- ACTIVITY -
Transcribe exactly the lines that fall between the one holding "contains that property" and the one holding "const literal = String(input[name])", inclusive, from the entries below.

##### THE RECORDS #####

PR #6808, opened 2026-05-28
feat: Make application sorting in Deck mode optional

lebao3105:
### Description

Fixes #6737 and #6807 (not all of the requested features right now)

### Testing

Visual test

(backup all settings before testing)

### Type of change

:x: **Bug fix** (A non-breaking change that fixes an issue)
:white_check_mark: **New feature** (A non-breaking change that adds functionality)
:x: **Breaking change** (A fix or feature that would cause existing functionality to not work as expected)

#####
##### THE RECORDS #####

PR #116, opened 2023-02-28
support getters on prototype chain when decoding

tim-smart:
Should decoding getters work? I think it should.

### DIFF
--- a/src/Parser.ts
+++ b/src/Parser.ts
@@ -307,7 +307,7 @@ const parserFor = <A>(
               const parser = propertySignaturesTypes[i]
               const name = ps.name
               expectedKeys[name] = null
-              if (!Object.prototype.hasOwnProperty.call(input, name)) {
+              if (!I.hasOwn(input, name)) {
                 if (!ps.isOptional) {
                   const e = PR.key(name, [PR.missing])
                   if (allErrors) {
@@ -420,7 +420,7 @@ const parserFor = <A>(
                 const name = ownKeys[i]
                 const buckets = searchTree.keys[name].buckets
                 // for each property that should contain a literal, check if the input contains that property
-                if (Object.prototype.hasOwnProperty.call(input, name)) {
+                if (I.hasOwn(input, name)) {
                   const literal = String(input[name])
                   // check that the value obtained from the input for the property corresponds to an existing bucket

#####

- REPLY TO THE TASK -
                 // for each property that should contain a literal, check if the input contains that property
-                if (Object.prototype.hasOwnProperty.call(input, name)) {
+                if (I.hasOwn(input, name)) {
                   const literal = String(input[name])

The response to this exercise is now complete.